-- Work instruction --
In the data that follows, count each line with the string "just"; the reply is the number only.

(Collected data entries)
Issue #1360, opened 2020-07-02
Make links to Admin in frontend point to new domain


batpad:
**Is your feature request related to a problem? Please describe.**

Currently, links to the Django Admin point to https://prddsgocdnapi.azureedge.net/ , which works, but it would be better to point to the more user-friendly https://goadmin.ifrc.org/

Currently, we use the same config variable called `api` to construct URLs for API calls as well as the Admin.

**Describe the solution you'd like**

Options would be:

 - Create a new config param like `adminUrl` and have it default to the API url.
 - Move over the API end-points also to https://goadmin.ifrc.org/ as the domain - while this would work, I'd rather not change that.

So, we'll likely just have to create a new config parameter and use that.

xref #1116

batpad:
Will be good to do as part of general cleanup. Moving to 4.4.

tovari:
Has this been completely resolved, @batpad?

PR #1803, opened 2021-01-25
change links to admin pages to use adminUrl

kamicut:
Changes `href` links to use adminUrl. I’m not sure about what the default should be for non production links so I added the staging site, is that correct @batpad?

### DIFF
--- a/src/root/config.js
+++ b/src/root/config.js
@@ -1,6 +1,7 @@
 export const environment = process.env.REACT_APP_ENVIRONMENT || process.env.NODE_ENV || 'development';
 export const api = process.env.REACT_APP_API_ENDPOINT ||
   (process.env.NODE_ENV === 'production' ? 'https://prddsgocdnapi.azureedge.net/' : 'https://dsgocdnapi.azureedge.net/');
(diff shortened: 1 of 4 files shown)


batpad (approved):

batpad:
This refs https://github.com/IFRCGo/go-frontend/issues/1360 - part of moving URLs in the frontend away from the azureedge.net URL.

@GregoryHorvath could you give this a look and merge, else I'll go ahead and merge this soon.

src/root/config.js
```diff
@@ -1,6 +1,7 @@
 export const environment = process.env.REACT_APP_ENVIRONMENT || process.env.NODE_ENV || 'development';
 export const api = process.env.REACT_APP_API_ENDPOINT ||
```
GregoryHorvath, line 2: We probably needed this check because this is being used for local development I believe, but I must be wrong. @batpad Sorry don't have the time to test right now but please make sure we're not messing with prod data locally even by accident.

batpad: @kamicut could you look? happy to discuss.

batpad: @GregoryHorvath this looks okay to me, can we deploy this to staging and test? This doesn't seem to change the fundamental logic of things apart from changing the URL.

GregoryHorvath: @batpad Sure we can merge, but I'd say still keep an eye on local development. If that's untouched we're good, but I highly suspect because of this change also the local development will point to the staging DB, but again I didn't have the time to test this.

PR #1847, opened 2021-03-02
revise map marker colours and match legend

geohacker:
Address https://github.com/IFRCGo/go-frontend/issues/1202#issuecomment-785016473

image

cc @jhenshall @batpad @GregoryHorvath


jhenshall (approved):
Nice one! (Could have tried that one myself) 🙂

PR #1903, opened 2021-05-06
feat: setup application insights go-api#1018

gulfaraz:
This PR sets up rudimentary analytics tracking on the go-frontend using [MS Application Insights](https://docs.microsoft.com/en-us/azure/azure-monitor/app/app-insights-overview).

Please add the new environment variable to all go-frontend deployments.
`REACT_APP_INSTRUMENTATION_KEY=fa128365-fb09-4568-b944-b05e38b6b94c`

Please see https://github.com/IFRCGo/go-api/issues/1018 for details.


batpad:
@gulfaraz really sorry I missed this.

Would we all need to add this as env var locally as well? Or should we use a different / dummy key or so?

@frozenhelium sorry - just a heads-up about this PR so we can figure with @gulfaraz on dealing with eventual merge conflicts. Should all be fine.

gulfaraz:
@batpad A local variable for this may not be needed. If it throws an error, then any non-empty value would simply lead to 400 errors for the analytics logging.

batpad:
@gulfaraz does the decision to use G analytics on the frontend https://github.com/IFRCGo/go-api/issues/1018#issuecomment-845134993 affect this PR / is this still needed?

gulfaraz:
@batpad Yes, it definitely does. You beat me to the comment by 43 seconds!

PR #1945, opened 2021-06-18
Feature/global 3w charts

frozenhelium:


src/root/views/GlobalThreeW/Charts/index.tsx
```diff
@@ -0,0 +1,174 @@
...
+  key: number,
+  name: string,
+  value: number,
+}
+
+const PIE_COLORS = ['#f64752', '#fa999f', '#f87079'];
+
+
+interface PieChartProps {
+  data: any[],
```
tnagorra, line 29: We shouldn't use `any` type

src/root/views/GlobalThreeW/Charts/index.tsx
```diff
@@ -0,0 +1,174 @@
...
+        return {
+          key: datum["programme_type"],
+          name: datum["programme_type_display"],
+          value: datum["count"],
+        };
+      });
+      return dataArr;
+    }
+
+    return [];
```
tnagorra, line 51: It's better to shortcircuit the if statement

src/root/views/GlobalThreeW/Charts/index.tsx
```diff
@@ -0,0 +1,174 @@
...
+        className={styles.chartContainer}
+      >
+        <PieChart>
+          <Pie
+            data={chartData}
+            dataKey="value"
+          >
+            { data.map((entry, index) => (
+              <Cell
+                key={`cell-${index}`}
```
tnagorra, line 69: It's not a good idea using index as key

src/root/views/GlobalThreeW/Charts/index.tsx
```diff
@@ -0,0 +1,174 @@
...
+        className={styles.tick}
+      >
+        {value}
+      </text>
+    </g>
+  );
+}
+
+interface BarChartProps {
+  data: any[],
```
tnagorra, line 108: We shouldn't use `any` type

src/root/views/GlobalThreeW/Charts/index.tsx
```diff
@@ -0,0 +1,174 @@
...
+      const dataArr = data.map((datum: any) => {
+        return { key: datum[keys[0]], name: datum[keys[1]], value: datum["count"] };
+      });
+
+      return dataArr
+        .sort((a, b) => b.value - a.value)
+        .splice(0, 5); // Only show top 5
+    }
+
+    return [];
```
tnagorra, line 131: Better to shortcircuit the if statement

src/root/views/GlobalThreeW/Charts/index.tsx
```diff
@@ -0,0 +1,174 @@
...
+function GoBarChart(props: BarChartProps) {
+  const {
+    data,
+    className,
+  } = props;
+
+  const chartData = React.useMemo(() => {
+    if (data && data.length > 0) {
+      const keys = Object.keys(data[0]);
+      const dataArr = data.map((datum: any) => {
```
tnagorra, line 122: The type shouldn't be `any`

src/root/views/GlobalThreeW/Charts/index.tsx
```diff
@@ -0,0 +1,174 @@
...
+        return { key: datum[keys[0]], name: datum[keys[1]], value: datum["count"] };
+      });
+
+      return dataArr
+        .sort((a, b) => b.value - a.value)
+        .splice(0, 5); // Only show top 5
```
tnagorra, line 128: Shouldn't this be configurable?

tnagorra (changes requested):

barshathakuri (approved):

src/root/views/GlobalThreeW/Charts/index.tsx
frozenhelium: This is only for the Global 3W page, so I guess it's okay

Issue #1837, opened 2021-02-22
[PROD] Today line in deployments Surge tab in an emergency not showing correctly


anamariaescobar:
## Issue
The today line in the section of the rapid response personnel deployed in the surge tab of an emergency is not showing correctly.

![image](https://user-images.githubusercontent.com/69478743/108722654-ad7eb700-7523-11eb-9ce6-3ad2c0f3dfc2.png)

## Steps to reproduce
https://go.ifrc.org/emergencies/5022#surge

anamariaescobar:
Update:

The today line is still behaving crazy:

![image](https://user-images.githubusercontent.com/69478743/123412112-84456480-d5b1-11eb-838d-8014cb54e2ec.png)

The today line should be aligned to the dates in the bottom, this makes it look like the deployments were completed when actually they are on going, it would be great to have the today line more to the left (still matching the dates in the bottom) so we can see to the future of the operations if there will be any gaps in personnel.

Link to one example of the issue: https://go.ifrc.org/emergencies/5308#surge

@tovari

batpad:
@anamariaescobar is it by any chance possible to get a link on staging where this can be observed?

Thanks much.

batpad:
My hunch is this might be a bug when the results are paginated / some improper handling of the "today" placement calculation when all the results are not on a single page / we might not have tested this case properly. If there is an example I can reproduce on staging, I'll prioritize looking into this.

anamariaescobar:
I found one @batpad ! https://dsgoproxyapp.azurewebsites.net/emergencies/202#surge and it doesn't seem to have any pagination.....

anamariaescobar:
hey @batpad just found another issue, not sure if it is related, there is no way to click on the pagination for deployments, for example in this page:
https://go.ifrc.org/emergencies/5308#surge

PR #1954, opened 2021-07-01
fix positioning of today line on surge table, refs #1837

batpad:
Fixes the positioning of the line representing "today" on the Personnel Deployments table / chart, refs #1837. This is a visual / CSS fix and should be safe to merge in.

@frozenhelium - could you give a review? Knowing that the overall code for this complex chart squeezed into the existing table structure is all a bit terrible - would be nice to have your eyes on it for a future refactor / to keep in mind whenever we are refactoring the tables and filters - for now, this just fixes the bug of the line appearing in the wrong place, so hopefully is fine to merge. Thanks!


frozenhelium (approved):
Code looks good, haven't run it though!

PR #1955, opened 2021-07-02
Fix 3W feedbacks

frozenhelium:


src/root/views/GlobalThreeW/index.tsx
```diff
@@ -251,15 +257,22 @@ function GlobalThreeW(props: Props) {
...
-              to="/regions/0#3w"
-              {...exploreRegional3WLinkProps}
-            />
+            <DropdownMenu
+              label={<div {...exploreRegional3WLinkProps} /> }
+            >
+              {regionList.map((region) => (
+                <DropdownMenuItem
+                  label={region.region_name}
+                  href={`/regions/${region.id}#3w`}
```
tnagorra, line 272: `key` prop is missing

src/root/views/GlobalThreeW/index.tsx
```diff
@@ -69,6 +72,9 @@ function GlobalThreeW(props: Props) {
     location,
   } = props;
 
+  const allRegions = useReduxState('allRegions');
+  const regionList = allRegions?.data?.results || [];
```
tnagorra, line 76: Lets not create a new object on render function.
Why not just use optional chaining on regionList instead

AdityaKhatri (approved):

PR #1957, opened 2021-07-05
Fix minor issues in 3W

frozenhelium:


src/root/views/Country/ThreeW/InCountryProjects/index.tsx
```diff
@@ -43,19 +43,19 @@ import {
 import ProjectFormModal from '../ProjectFormModal';
 import ProjectTableActions from '../ProjectTableActions';
 import ProjectStatPieChart from '../ProjectStatPieChart';
-import ProjectFlowSankey from '../ProjectFlowSankey';
+// import ProjectFlowSankey from '../ProjectFlowSankey';
```
AdityaKhatri, line 46: Why remove Sankey?

AdityaKhatri (approved):

src/root/views/Country/ThreeW/InCountryProjects/index.tsx
frozenhelium: It was one of requirement

PR #2000, opened 2021-08-16
Use default empty array for molinx-tags if not provided.

thenav56:
Address surge page not working because of missing molinx-tags from API.

NOTE: A hotfix has already been deployed to production (master). https://github.com/IFRCGo/go-frontend/pull/2001

Error page: https://go.ifrc.org/emergencies/5499#surge


batpad:
@thenav56 thank you so much for this, and apologies for not catching this.

I have merged the hotfix made to master back into develop, so this change now exists in develop. Am closing this PR. Thanks again for the detailed explanation above.

Issue #1965, opened 2021-07-07
Frontend Changes to Surge pages for Molnix Integration


anamariaescobar:
Changes in the frontend, specifically Global surge page: [https://go.ifrc.org/deployments](url) and the Emergency surge page (example): [https://go.ifrc.org/emergencies/5308#surge](url) needed for the soon deployment of the Molnix system (Deployment date 1 of August 2021).

Wireframes prepared by Mariam here: [https://projects.invisionapp.com/share/B3XKVKZJWY9#/screens/361601984_5-1_GO_Deployment](url) and [https://projects.invisionapp.com/share/3QXKWXWTAHF#/screens/414729370_4-3-4_GO_Specific-Emergency_Epi](url)

Some point to take into account:

**Global Surge page**
- [x] #2011
- [x] Add a new key figure with Total Rapid Response personnel deployed (this will be a cumulative number of all deployments for the year)
- [ ] On the little information button on the key figures we should add a pop up that reads: Currently deployed, for both Rapid Response personnel and ERU.
- [x] Map: I think we should follow the style of the map on the front page of GO [https://go.ifrc.org/](url), the scale of the points will be the number deployed, categories will be Rapid Response Personnel and ERU.
- [x] Charts below the map: Top 5 NS deploying Rapid Response Personnel, the tittle should include the year and the chart must be cumulative for the present year
- [x] Charts below the map: Rapid Response personnel, add in the last 12 months in the tittle and the chart should always show the last 12 months of data.
- [x] Open Surge alerts: The field application deadline can be ignored, the surge team has decided not to input any data there.
- [x] Open Surge alerts: Can we move the column Start Date before Duration?
- [x] Keywords: Is there a way to filter specific tags from showing in GO (example the ops tags, there is a couple specific ones that they are not interested in showing here)
- [x] Deployments Overview by Emergencies: Can we change this tittle to: Active Deployments Overview by Emergencies?

**Emergency Surge Page**
- [x] Can we add a new Key figure "Deployed ERU"? This way all the key figures will match between global and emergency surge pages.
- [x] Can we make sure the style of the Key figures is the same for both  global and emergency surge pages?
- [x] Open Surge alerts: The field application deadline can be ignored, the surge team has decided not to input any data there.
- [x] Open Surge alerts: Can we move the column Start Date before Duration?
[...]

PR #2012, opened 2021-08-26
Update Surge page map with ERUs and Personnel data

willemarcel:
Contributes to #1965

### DIFF
--- a/src/root/components/map/deployments-map.js
+++ b/src/root/components/map/deployments-map.js
@@ -1,180 +1,117 @@
 import React from 'react';
-import * as path from 'path';
 import { render } from 'react-dom';
 import { PropTypes as T } from 'prop-types';
 import mapboxgl from 'mapbox-gl';
-import chroma from 'chroma-js';
-import _cloneDeep from 'lodash.clonedeep';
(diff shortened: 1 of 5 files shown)


willemarcel:
> Hi @willemarcel, @batpad. Looks good, but I think, the colors need to be aligned with those on the active operations map:
> #ff9e00
> #4c5d9b
> Thanks!

@tovari I pushed an update with the new map colours and deployed it: https://upbeat-bartik-c5abb7.netlify.app/deployments

tovari:
Hi @willemarcel, I think the displayed ERUs on the map are filtered by the ERU list pages, i.e. only those are visible that are on the actual page of the list. I could not check this for deployments as there is only 1 page at the moment. 
Check USA on the screenshots.
Further issue is that there is no mixed item is displayed on the map (USA should be).
Also, when clicking on page 3, the page breaks.
surge-map-1b

surge-map-2

willemarcel:
Thanks for reporting the bugs, @tovari. I have already fixed them. You can check on the same URL.

batpad:
Thanks @willemarcel - am going to go ahead and merge this to develop - we can make any additional fixes as separate branches.

PR #2014, opened 2021-08-27
Add form validation

barshathakuri:
Add validation in form


src/root/views/DrefApplicationForm/DrefOverview/index.tsx
```diff
@@ -210,7 +200,7 @@ function DrefOverview(props: Props) {
             options={yesNoOptions}
             radioKeySelector={booleanOptionKeySelector}
             radioLabelSelector={optionLabelSelector}
-            value={value.emergency_appeal_planned}
+            value={value.type_of_onset == 3 ? value.emergency_appeal_planned = false : value.emergency_appeal_planned}
```
frozenhelium, line 203: We should define a constant instead of directly comparing with value

`const ONSET_IMMITENT = 3`
```suggestion
            value={value.type_of_onset == ONSET_IMMITENT ? value.emergency_appeal_planned = false : value.emergency_appeal_planned}
```

PR #2018, opened 2021-08-30
Add "Deployments over the last year" chart to the Surge page

willemarcel:
- Create separate component TimeLineChart and use it both on deployments and in emergencies page

PR deployed at https://ifrc-go-new-deploy-chart.surge.sh

### DIFF
--- a/src/root/components/Charts/index.js
+++ b/src/root/components/Charts/index.js
@@ -1,0 +1,45 @@
+import React from 'react';
+
+import { ResponsiveContainer, LineChart, Line, XAxis, YAxis, Tooltip } from 'recharts';
+import { DateTime } from 'luxon';
+import Translate from '#components/Translate';
+
+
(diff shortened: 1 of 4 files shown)


frozenhelium:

-- Reply to the exercise --
5